In Silico Identification of Effective Genes for Acute Leukemia Classification Using a Spline Regression-based Framework
Background: Microarray technology enables the examination of gene expression in thousands of genes and can be highly effective in identifying various types of cancers, including leukemia. However, many genes in microarray data are redundant and lack useful information for cancer diagnosis. The main objective of this study is to identify relevant and effective genes in classification of leukemia microarray data using a spline regression-based method, taking into account the correlation between genes.
Materials and Methods: In this analytical study, leukemia microarray data are used to identify relevant genes in classification of leukemia into Acute Myeloid Leukemia (AML) and Acute Lymphoblastic Leukemia (ALL) using a spline regression-based gene selection method, called SRS3FS based on ℓ2,p-norm (0 < p ≤ 1).

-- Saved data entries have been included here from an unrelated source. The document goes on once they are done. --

PR #1647, opened 2021-07-13
Check for blendable flag in filtering

kvark:
**Connections**
Discussion on the matrix.

**Description**
The validation is written in a way that considers "filterable" to be responsible for both linear sampling and rendering.
But we didn't take blending into account when determining this filtering flag.

**Testing**
Untested


cwfitzgerald (approved):
Logic looks sound

bors r+

PR #1652, opened 2021-07-14
Switch read-only storage textures to be exclusive and behind a feature

kvark:
**Connections**
See https://github.com/gpuweb/gpuweb/pull/1864 and https://github.com/gpuweb/gpuweb/pull/1794

**Description**
WebGPU API doesn't have RO storage textures right now. However, since `wgpu` already had a way to expose read-write storage textures, I figured we can just use it to gate read-only storage.

**Testing**
No examples currently exercise this path.


cwfitzgerald (approved):
bors r+

PR #1654, opened 2021-07-14
hal: renderdoc integration

kvark:
**Connections**
Hooks up renderdoc API

**Description**

**Testing**
Tested manually on Vulkan and DX12


kvark:
Alright, this is https://github.com/rust-lang/rust-clippy/issues/7423
We don't need to wait for it. Merging.

PR #1658, opened 2021-07-14
Removes nightly from bors

cwfitzgerald:
**Connections**

Following up on the trouble #1654 had merging. We actually shouldn't force bors to wait for nightly to work.


kvark (approved):
bors r+

PR #1665, opened 2021-07-15
(macOS/iOS) readWriteTextureSupport is support on macOS 10.13+ / iOS 11.0

xiaopengli89:
```
[MTLIGAccelDevice readWriteTextureSupport]: unrecognized selector sent to instance 0x7f97d1070a00
```
https://developer.apple.com/documentation/metal/mtldevice/2887289-readwritetexturesupport?language=objc

### DIFF
--- a/wgpu-hal/src/metal/adapter.rs
+++ b/wgpu-hal/src/metal/adapter.rs
@@ -573,7 +573,17 @@ impl super::PrivateCapabilities {
                 MTLLanguageVersion::V1_0
             },
             exposed_queues: 1,
-            read_write_texture_tier: device.read_write_texture_support(),
+            read_write_texture_tier: if os_is_mac {
+                if Self::version_at_least(major, minor, 10, 13) {
+                    device.read_write_texture_support()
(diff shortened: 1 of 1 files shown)


wgpu-hal/src/metal/adapter.rs
```diff
@@ -543,6 +543,11 @@ impl super::PrivateCapabilities {
             sample_count_mask |= 8;
         }
 
+        let mut read_write_texture_tier = mtl::MTLReadWriteTextureTier::TierNone;
+        if os_is_mac && Self::version_at_least(major, minor, 10, 13) {
```
kvark, line 547: We also need to check iOS, where this is available starting with 11

kvark (commented):
Thank you for the fix! Just one more thing.
And please squash the commits (our bot doesn't know how to do it).

xiaopengli89:
I squash the commits, also add check for iOS.

kvark (approved):
thank you!
bors r+

PR #1666, opened 2021-07-15
Special mode for rebinding only dynamic offsets

kvark:
**Connections**

**Description**
I noticed that Metal backend does a lot of wasted resource rebinding on Halmark example, since the only thing that changes is the dynamic offset. So this is an attempt to handle this case more carefully across the stack.

As I was finishing this work, I realized that it's better to just ask users to only rebind stuff that truly changes. I.e. in this case the test should either assume that textures can also be different between entities, or it should move the shared textures into a lower bind group, so that the most frequent one only has our dynamic offset buffers.

**Testing**
Just the examples.

### DIFF
--- a/wgpu-core/src/command/bind.rs
+++ b/wgpu-core/src/command/bind.rs
@@ -183,6 +183,17 @@ impl Binder {
         (bind_range.start, &self.payloads[bind_range])
     }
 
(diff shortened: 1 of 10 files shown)


kvark:
For the reasons outlined in the description, I'm going to close this.

PR #1671, opened 2021-07-16
Use EGL_KHR_gl_colorspace for srgb if available

### LINKED ISSUE #1667: sRGB Conversion Not Done for EGL < 1.5
**Description**
I think sRGB converison is not currently working for the GL backend with EGL < 1.6 on Linux. The issue was originally found in #1627.

( https://github.com/gfx-rs/wgpu/issues/1627#issuecomment-878602534 )

@cwfitzgerald said:
> Yeah my haswell rig has srgb issues on both vk and gl.

We have fixed the vulkan issue, but haven't done anything about GL yet.

**Repro steps**

All of the examples appear darker in color than the vulkan ones. ( after we fixed vulkan in #1651 )

**Extra materials**

**Platform**
I was unable to reproduce this on my machine using `Mesa Intel(R) UHD Graphics (CML GT2)`, but @cwfitzgerald mentioned having issues on his haswell rig.

cwfitzgerald:
**Connections**

Fixes #1667 

**Description**

Uses the extension to provide SRGB if needed relevant.

I also promoted the log message about missing robustness to a warning because it is a safety issue.

**Testing**

Tested on rpi and haswell.

### DIFF
--- a/wgpu-hal/src/gles/egl.rs
+++ b/wgpu-hal/src/gles/egl.rs
@@ -8,6 +8,8 @@ const EGL_CONTEXT_OPENGL_DEBUG_BIT_KHR: i32 = 0x0001;
 const EGL_CONTEXT_OPENGL_ROBUST_ACCESS_EXT: i32 = 0x30BF;
 const EGL_PLATFORM_WAYLAND_KHR: u32 = 0x31D8;
 const EGL_PLATFORM_X11_KHR: u32 = 0x31D5;
+const EGL_GL_COLORSPACE_KHR: u32 = 0x309D;
+const EGL_GL_COLORSPACE_SRGB_KHR: u32 = 0x3089;
 
 type XOpenDisplayFun =
     unsafe extern "system" fn(display_name: *const raw::c_char) -> *mut raw::c_void;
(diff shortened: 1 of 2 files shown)


wgpu-hal/src/gles/egl.rs
```diff
@@ -543,11 +569,21 @@ impl crate::Instance<super::Api> for Instance {
...
+            SrgbFrameBufferKind::Core => {
+                attributes.push(egl::GL_COLORSPACE as usize);
+                attributes.push(egl::GL_COLORSPACE_SRGB as usize);
+            }
+            SrgbFrameBufferKind::Khr => {
+                attributes.push(EGL_GL_COLORSPACE_KHR as usize);
+                attributes.push(EGL_GL_COLORSPACE_SRGB_KHR as usize);
+            }
+            SrgbFrameBufferKind::None => {
+                // TODO: expose ot the user that srgb isn't supported
```
kvark, line 583: do we need this TODO? let's just implement it here in the PR

wgpu-hal/src/gles/egl.rs
```diff
@@ -543,11 +569,21 @@ impl crate::Instance<super::Api> for Instance {
...
+            }
         }
+        if inner.version >= (1, 5) {}
```
kvark, line 586: leftover?

wgpu-hal/src/gles/egl.rs
cwfitzgerald: I looked but couldn't find where I would change the list of supported backbuffer formats, so if you point me in the right direction I can do it.

wgpu-hal/src/gles/egl.rs
cwfitzgerald: Oops!

wgpu-hal/src/gles/egl.rs
kvark: Sorry, I should have just posted the link right away - https://github.com/gfx-rs/wgpu/blob/22a81de6a99b25223f2fd9d6233f10fa16908ab6/wgpu-hal/src/gles/adapter.rs#L465

kvark (approved):
bors r+

PR #1673, opened 2021-07-16
hal/vk: relay semaphore

kvark:
**Connections**
Somewhere on the Matrix, by @pythonesque

**Description**
Vulkan (somewhat confusingly) requires semaphore synchronization between `vkQueueSubmit` and `vkQueuePresent` *even if* it's done on the same queue.
This PR exercises a dumb idea of just keeping one binary semaphore as a "relay" between all queue commands, all concealed within hal/vk backend.

**Testing**
Running Halmark shows that all the things break here. I'm not seeing anything particularly wrong with the code though. My humble guess is that AMD driver (at least) isn't happy about the mix of binary and timeline semaphores used together in the same signal operation.

### DIFF
--- a/wgpu-hal/src/vulkan/mod.rs
+++ b/wgpu-hal/src/vulkan/mod.rs
@@ -240,6 +240,12 @@ pub struct Queue {
     swapchain_fn: khr::Swapchain,
     device: Arc<DeviceShared>,
     family_index: u32,
+    /// This special semaphore is used to synchronize GPU work of
+    /// everything on a queue with... itself. Yikes!
+    /// It's required by the confusing portion of the spec to be signalled
+    /// by last submission and waited by the present.
+    relay_semaphore: vk::Semaphore,
+    relay_active: bool,
 }
 
 #[derive(Debug)]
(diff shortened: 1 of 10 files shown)


kvark:
wgpu-rs examples appear to work fine with this PR, but Halmark fails miserably...
May be related to https://www.reddit.com/r/vulkan/comments/ihfg82/combining_timeline_semaphore_signals_and_binary/?ref=share&ref_source=link

kvark:
Looks like VVL-1.2.176.0 aren't complaining, and everything works.
Pinging @Ralith to peek at this before we merge.

wgpu-hal/src/vulkan/mod.rs
```diff
@@ -240,6 +240,10 @@ pub struct Queue {
     swapchain_fn: khr::Swapchain,
     device: Arc<DeviceShared>,
     family_index: u32,
+    /// This special semaphore is used to synchronize GPU work of
+    /// everything on a queue with... itself. Yes, thanks Vulkan!
```
Ralith, line 244: I think this comment could be clearer: it looks like the semaphore is only actually being used to synchronize presentation, whereas other work never waits on it in practice (due to TOP_OF_PIPE).

Ralith (approved):
Vulkan stuff looks reasonable to me. If an older validation layer produced errors but a newer one doesn't, that's probably a fixed bug.

wgpu-hal/src/vulkan/mod.rs
kvark: ok, will fix, thank you!

kvark:
bors r=Ralith

PR #1774, opened 2021-08-06
Add downlevel flag for storage buffers in vertex shaders

ElArtista:
**Description**
This will enable compatibility on systems that report support for storage buffers on fragment shaders but not on  vertex shaders.
This includes all Radeon Terrascale architecture GPUs.

### DIFF
--- a/wgpu-core/src/device/mod.rs
+++ b/wgpu-core/src/device/mod.rs
@@ -1104,10 +1104,22 @@ impl<A: HalApi> Device<A> {
                         error,
                     })?;
             }
-            if writable_storage == WritableStorage::Yes
-                && entry.visibility.contains(wgt::ShaderStages::VERTEX)
-            {
-                required_features |= wgt::Features::VERTEX_WRITABLE_STORAGE;
+            if entry.visibility.contains(wgt::ShaderStages::VERTEX) {
+                if writable_storage == WritableStorage::Yes {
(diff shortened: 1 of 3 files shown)


wgpu-core/src/device/mod.rs
```diff
@@ -1104,10 +1104,22 @@ impl<A: HalApi> Device<A> {
...
+            if entry.visibility.contains(wgt::ShaderStages::VERTEX) {
+                if writable_storage == WritableStorage::Yes {
+                    required_features |= wgt::Features::VERTEX_WRITABLE_STORAGE;
+                }
+                if let Bt::Buffer {
+                    ty: wgt::BufferBindingType::Storage { .. },
+                    ..
+                } = entry.ty
+                {
+                    self.require_downlevel_flags(wgt::DownlevelFlags::VERTEX_STORAGE)
```
cwfitzgerald, line 1116: Could we do something similar as the required_features, enumerate them then require them once at the bottom.

cwfitzgerald (changes requested):
One issue, nut otherwise lgtm

wgpu-core/src/device/mod.rs
ElArtista: Done as requested!

cwfitzgerald (approved):
Thanks!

Subsequently, the support vector machine (SVM) algorithm is employed to classify leukemia data into AML and ALL.
Results: In this study, the classification results of SVM algorithm for 5, 10, 15, and 20 genes reveal that the SRS3FS method, employing ℓ2,1/4-norm, ℓ2,1/2-norm and ℓ2,3/4-norm, exhibited the highest accuracy of 97.06% when identifying 10 genes for distinguishing between AML and ALL. Moreover, the leukemia data was classified into AML and ALL with an accuracy of 100%, using a gene identified by the SRS3FS method based on ℓ2,3/4-norm and ℓ2,1-norm. The gene labeled as number 3252, annotated as GLUTATHIONE S-TRANSFERASE, MICROSOMAL, is recognized as the most important gene.
Conclusion: The experimental results on leukemia microarray data demonstrate that the spline regression-based gene selection method can effectively identify relevant genes in classification and prediction of leukemia.